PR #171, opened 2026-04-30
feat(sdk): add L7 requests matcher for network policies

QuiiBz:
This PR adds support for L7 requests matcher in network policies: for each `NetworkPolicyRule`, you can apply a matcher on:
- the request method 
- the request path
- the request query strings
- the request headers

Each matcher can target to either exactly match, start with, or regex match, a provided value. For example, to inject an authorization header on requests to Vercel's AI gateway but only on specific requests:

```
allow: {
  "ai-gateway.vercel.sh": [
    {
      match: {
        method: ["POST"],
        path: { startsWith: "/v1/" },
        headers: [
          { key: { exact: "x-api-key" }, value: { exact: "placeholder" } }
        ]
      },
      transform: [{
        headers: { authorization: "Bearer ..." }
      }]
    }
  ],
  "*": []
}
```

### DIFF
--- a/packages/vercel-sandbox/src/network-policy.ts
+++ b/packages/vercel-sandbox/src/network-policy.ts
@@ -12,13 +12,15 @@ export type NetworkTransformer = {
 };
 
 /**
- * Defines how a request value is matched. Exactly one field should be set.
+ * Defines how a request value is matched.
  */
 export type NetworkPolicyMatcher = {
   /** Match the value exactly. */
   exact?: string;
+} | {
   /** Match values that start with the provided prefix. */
____________
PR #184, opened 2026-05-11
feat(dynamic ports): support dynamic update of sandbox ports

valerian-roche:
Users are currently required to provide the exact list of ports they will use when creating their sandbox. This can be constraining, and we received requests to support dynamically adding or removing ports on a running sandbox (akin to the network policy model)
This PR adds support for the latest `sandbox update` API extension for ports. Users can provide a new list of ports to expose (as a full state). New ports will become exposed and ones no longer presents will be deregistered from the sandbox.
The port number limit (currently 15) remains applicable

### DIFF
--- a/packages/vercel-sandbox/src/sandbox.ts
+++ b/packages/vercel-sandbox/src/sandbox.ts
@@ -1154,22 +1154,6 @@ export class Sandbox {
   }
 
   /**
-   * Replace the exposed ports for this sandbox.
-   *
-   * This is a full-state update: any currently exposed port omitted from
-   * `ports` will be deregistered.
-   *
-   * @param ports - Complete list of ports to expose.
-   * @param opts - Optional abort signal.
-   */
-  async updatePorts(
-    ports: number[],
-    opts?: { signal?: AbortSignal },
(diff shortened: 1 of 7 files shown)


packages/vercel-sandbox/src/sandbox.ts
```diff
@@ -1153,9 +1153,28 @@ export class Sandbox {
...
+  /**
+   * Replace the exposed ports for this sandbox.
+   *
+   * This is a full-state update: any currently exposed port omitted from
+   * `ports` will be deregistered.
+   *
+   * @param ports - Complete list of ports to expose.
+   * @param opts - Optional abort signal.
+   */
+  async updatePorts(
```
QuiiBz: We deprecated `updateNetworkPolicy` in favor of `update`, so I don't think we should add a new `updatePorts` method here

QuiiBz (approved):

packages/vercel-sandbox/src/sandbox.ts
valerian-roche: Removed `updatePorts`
____________
Exercise prompt
Reproduce only the lines above, starting at the line with "value exactly. */" and ending at the line with "provided prefix. */", exactly as written.

Exercise result
   /** Match the value exactly. */
   exact?: string;
+} | {
   /** Match values that start with the provided prefix. */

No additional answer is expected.